# What is expected
Copy every line of the data that contains the string "environment".

Records from a collection:
= Beginning of Section =

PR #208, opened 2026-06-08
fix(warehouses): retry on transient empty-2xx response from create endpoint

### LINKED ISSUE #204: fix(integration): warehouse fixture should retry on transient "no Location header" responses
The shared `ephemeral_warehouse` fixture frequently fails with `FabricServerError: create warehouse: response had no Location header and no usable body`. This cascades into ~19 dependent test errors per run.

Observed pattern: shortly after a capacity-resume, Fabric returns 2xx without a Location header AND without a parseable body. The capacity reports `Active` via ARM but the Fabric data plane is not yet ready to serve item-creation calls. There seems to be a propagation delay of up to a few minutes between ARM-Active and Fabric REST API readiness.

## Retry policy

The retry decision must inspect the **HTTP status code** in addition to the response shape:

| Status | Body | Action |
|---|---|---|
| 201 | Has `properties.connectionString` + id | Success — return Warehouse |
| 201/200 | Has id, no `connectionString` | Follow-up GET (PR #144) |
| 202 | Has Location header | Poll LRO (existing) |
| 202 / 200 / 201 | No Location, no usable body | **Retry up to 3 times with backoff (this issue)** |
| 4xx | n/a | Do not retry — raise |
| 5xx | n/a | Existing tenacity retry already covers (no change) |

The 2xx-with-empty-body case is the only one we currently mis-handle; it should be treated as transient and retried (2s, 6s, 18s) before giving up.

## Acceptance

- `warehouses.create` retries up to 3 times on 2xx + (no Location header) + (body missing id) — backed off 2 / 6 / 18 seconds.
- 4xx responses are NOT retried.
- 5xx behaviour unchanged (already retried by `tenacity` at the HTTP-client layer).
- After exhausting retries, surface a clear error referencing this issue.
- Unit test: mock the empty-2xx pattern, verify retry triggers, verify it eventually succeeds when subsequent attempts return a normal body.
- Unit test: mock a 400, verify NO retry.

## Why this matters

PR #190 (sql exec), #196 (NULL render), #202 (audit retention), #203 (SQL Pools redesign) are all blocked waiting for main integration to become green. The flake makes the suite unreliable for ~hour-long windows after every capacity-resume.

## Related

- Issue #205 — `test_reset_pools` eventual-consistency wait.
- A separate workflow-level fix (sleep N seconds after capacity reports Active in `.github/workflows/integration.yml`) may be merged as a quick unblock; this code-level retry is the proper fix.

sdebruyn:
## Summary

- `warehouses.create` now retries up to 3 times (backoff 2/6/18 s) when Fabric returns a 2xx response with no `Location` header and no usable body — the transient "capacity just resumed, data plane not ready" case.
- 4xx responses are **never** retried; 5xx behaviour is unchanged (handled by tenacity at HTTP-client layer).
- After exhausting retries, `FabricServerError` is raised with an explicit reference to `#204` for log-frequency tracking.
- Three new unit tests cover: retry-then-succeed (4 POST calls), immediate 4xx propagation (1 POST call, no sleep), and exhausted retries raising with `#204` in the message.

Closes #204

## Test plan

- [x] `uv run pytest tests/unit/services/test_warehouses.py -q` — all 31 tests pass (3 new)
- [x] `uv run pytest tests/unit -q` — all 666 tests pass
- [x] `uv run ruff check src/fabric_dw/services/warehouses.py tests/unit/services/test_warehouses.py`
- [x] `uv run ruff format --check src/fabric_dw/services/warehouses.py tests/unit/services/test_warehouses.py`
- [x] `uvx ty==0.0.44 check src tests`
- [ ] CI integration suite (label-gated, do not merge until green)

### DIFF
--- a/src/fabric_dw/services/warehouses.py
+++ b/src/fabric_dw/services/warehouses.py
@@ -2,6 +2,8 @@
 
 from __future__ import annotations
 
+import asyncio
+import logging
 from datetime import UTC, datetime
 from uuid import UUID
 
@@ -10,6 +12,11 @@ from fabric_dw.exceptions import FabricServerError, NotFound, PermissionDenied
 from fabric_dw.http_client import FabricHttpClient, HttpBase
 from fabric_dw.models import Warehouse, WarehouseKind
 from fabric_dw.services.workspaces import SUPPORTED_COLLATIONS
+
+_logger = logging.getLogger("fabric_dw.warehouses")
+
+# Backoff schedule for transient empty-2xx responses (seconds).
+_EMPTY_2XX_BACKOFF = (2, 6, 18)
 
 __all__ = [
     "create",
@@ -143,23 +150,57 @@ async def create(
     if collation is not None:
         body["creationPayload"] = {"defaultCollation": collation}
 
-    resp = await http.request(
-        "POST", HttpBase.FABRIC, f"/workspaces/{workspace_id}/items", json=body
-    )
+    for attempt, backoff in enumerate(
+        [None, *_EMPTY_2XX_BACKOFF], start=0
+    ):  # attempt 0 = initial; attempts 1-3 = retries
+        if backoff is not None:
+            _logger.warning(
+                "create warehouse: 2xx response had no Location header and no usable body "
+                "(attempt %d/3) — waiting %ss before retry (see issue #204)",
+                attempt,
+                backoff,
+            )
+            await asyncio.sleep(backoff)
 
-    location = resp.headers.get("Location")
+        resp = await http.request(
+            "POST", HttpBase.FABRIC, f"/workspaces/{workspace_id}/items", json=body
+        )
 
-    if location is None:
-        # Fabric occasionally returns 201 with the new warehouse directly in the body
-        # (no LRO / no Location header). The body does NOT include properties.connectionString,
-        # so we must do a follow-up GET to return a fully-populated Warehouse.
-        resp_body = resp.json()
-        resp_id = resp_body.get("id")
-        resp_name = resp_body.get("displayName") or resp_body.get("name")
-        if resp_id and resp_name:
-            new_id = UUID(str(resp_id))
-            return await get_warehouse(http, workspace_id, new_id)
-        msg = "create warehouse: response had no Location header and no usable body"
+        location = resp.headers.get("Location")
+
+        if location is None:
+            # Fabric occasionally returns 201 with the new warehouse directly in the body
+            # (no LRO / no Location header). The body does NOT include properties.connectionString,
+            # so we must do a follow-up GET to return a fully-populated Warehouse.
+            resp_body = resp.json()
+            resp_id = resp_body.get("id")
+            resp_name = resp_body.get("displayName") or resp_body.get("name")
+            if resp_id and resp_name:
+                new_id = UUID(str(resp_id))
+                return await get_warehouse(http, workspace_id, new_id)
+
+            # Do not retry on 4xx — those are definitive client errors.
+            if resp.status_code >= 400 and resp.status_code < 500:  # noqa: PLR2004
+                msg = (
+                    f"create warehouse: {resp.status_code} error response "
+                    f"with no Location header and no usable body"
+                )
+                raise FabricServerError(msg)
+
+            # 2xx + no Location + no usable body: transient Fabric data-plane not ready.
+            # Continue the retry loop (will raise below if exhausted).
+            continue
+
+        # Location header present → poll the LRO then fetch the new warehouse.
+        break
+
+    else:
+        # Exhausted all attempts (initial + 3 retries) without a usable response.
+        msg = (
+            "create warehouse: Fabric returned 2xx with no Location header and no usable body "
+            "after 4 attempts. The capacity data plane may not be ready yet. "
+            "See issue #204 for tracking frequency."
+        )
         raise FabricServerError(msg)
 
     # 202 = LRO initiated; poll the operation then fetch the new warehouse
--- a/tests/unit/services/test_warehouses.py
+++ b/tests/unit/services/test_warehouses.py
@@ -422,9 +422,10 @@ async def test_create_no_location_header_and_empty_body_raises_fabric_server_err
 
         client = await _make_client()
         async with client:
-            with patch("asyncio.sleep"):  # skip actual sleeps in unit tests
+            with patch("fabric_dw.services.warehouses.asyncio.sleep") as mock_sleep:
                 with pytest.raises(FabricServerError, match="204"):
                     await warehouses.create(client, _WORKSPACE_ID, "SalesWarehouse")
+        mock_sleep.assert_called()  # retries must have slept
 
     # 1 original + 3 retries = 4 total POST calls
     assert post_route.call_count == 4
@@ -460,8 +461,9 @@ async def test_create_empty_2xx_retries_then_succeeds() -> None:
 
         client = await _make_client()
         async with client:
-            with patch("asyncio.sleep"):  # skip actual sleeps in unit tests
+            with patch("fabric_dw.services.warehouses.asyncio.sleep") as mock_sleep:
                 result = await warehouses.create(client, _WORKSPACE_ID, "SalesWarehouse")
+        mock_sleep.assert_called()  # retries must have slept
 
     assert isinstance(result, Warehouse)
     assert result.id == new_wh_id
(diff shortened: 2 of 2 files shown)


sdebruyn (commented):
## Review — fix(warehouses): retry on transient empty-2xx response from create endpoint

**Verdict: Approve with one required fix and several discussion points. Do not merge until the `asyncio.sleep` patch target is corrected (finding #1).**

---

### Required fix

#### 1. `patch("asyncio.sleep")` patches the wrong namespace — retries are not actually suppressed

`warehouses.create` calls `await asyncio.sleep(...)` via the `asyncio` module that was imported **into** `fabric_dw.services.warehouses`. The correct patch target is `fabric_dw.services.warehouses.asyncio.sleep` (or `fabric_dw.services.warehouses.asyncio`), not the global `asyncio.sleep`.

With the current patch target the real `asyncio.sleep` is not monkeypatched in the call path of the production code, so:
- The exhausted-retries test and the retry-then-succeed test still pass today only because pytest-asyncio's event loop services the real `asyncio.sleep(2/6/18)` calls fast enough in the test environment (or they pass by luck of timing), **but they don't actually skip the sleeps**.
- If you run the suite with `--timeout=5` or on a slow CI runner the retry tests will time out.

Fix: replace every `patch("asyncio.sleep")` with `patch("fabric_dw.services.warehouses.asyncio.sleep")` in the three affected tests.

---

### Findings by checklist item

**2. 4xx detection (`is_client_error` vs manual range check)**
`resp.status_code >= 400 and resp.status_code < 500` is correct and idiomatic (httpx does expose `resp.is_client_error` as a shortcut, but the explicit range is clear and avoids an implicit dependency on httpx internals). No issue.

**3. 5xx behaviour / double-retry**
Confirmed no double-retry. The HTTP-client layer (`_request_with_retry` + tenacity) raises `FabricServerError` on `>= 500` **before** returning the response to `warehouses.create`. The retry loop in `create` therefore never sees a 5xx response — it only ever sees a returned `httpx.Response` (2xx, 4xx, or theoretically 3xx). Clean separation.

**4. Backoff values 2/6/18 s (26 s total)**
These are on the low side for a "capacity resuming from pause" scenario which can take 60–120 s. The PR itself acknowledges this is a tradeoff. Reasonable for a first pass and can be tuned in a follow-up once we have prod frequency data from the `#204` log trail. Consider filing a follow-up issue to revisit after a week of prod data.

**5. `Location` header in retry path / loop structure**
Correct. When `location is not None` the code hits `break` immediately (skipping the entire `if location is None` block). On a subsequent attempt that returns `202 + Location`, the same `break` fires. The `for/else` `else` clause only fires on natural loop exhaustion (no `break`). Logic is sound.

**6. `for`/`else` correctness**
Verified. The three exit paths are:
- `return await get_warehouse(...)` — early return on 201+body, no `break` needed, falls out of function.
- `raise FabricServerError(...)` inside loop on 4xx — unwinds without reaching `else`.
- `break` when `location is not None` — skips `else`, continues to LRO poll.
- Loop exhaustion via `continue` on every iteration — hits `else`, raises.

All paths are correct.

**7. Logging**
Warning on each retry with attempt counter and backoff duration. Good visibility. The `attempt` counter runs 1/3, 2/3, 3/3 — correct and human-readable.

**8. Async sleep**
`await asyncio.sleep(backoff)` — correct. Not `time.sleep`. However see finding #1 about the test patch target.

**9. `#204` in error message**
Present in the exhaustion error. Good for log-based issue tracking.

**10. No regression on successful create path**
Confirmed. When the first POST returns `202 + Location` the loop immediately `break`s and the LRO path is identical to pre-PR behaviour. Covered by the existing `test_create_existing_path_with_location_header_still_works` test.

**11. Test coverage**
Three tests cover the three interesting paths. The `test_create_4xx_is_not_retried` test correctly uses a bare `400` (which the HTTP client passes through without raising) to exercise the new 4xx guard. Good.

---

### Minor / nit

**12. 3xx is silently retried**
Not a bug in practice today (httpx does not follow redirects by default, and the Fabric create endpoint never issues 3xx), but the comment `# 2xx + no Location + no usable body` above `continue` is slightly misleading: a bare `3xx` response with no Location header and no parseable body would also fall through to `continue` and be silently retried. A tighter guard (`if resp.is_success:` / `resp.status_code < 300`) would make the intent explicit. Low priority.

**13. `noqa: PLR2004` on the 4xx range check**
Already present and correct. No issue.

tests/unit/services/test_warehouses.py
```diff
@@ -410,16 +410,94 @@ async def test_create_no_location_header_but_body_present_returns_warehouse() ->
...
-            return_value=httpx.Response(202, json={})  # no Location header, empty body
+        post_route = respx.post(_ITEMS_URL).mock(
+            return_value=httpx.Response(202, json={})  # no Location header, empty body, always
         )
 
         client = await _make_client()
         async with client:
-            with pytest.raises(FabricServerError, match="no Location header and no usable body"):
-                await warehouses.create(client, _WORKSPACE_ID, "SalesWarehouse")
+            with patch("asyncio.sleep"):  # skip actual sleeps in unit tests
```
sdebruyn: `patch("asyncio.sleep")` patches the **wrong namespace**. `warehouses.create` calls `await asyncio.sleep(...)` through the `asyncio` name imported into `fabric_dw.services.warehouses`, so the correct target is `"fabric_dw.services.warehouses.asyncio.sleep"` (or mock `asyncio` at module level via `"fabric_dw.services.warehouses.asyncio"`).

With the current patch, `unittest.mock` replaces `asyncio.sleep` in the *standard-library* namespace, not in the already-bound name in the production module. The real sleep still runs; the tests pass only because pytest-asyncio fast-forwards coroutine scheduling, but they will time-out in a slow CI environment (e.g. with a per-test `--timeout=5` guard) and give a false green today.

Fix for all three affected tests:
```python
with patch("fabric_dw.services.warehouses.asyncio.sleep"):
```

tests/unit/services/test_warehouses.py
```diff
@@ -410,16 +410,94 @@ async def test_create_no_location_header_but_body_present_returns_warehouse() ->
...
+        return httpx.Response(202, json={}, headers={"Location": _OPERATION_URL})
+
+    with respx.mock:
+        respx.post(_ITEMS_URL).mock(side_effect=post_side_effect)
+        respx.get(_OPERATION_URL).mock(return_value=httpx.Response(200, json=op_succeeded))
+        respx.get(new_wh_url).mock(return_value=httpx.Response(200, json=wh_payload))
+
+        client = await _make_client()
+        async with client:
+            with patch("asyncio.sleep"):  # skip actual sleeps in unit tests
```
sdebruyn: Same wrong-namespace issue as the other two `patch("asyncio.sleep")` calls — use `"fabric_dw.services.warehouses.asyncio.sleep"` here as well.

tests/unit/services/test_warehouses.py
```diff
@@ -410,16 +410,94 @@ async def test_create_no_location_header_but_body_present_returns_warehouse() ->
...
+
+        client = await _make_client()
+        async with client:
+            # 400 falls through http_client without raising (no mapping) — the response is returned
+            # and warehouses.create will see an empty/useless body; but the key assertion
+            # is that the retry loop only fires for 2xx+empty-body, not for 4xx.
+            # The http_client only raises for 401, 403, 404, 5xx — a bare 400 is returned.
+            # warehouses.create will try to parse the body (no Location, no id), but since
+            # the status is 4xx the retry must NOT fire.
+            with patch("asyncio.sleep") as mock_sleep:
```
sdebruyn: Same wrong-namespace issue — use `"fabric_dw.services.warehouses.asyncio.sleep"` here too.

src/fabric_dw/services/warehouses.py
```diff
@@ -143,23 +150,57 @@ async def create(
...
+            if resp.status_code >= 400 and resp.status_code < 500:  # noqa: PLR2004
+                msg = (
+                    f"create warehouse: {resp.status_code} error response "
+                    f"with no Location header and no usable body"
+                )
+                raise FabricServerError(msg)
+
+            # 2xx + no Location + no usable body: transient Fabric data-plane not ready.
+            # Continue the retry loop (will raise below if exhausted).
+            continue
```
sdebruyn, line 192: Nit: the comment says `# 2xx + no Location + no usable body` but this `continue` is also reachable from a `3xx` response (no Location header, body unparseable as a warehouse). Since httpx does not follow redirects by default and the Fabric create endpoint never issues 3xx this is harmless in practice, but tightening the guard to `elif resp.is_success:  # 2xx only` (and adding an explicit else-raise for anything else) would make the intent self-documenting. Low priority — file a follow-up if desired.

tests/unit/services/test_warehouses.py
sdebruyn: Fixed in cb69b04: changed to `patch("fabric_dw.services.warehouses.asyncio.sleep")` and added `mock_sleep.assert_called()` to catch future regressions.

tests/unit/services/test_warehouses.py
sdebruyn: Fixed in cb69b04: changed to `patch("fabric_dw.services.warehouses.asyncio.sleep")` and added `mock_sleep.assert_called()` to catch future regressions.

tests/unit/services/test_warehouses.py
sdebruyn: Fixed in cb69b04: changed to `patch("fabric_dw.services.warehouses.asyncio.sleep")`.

= End of Section =

# Response
- The exhausted-retries test and the retry-then-succeed test still pass today only because pytest-asyncio's event loop services the real `asyncio.sleep(2/6/18)` calls fast enough in the test environment (or they pass by luck of timing), **but they don't actually skip the sleeps**.
With the current patch, `unittest.mock` replaces `asyncio.sleep` in the *standard-library* namespace, not in the already-bound name in the production module. The real sleep still runs; the tests pass only because pytest-asyncio fast-forwards coroutine scheduling, but they will time-out in a slow CI environment (e.g. with a per-test `--timeout=5` guard) and give a false green today.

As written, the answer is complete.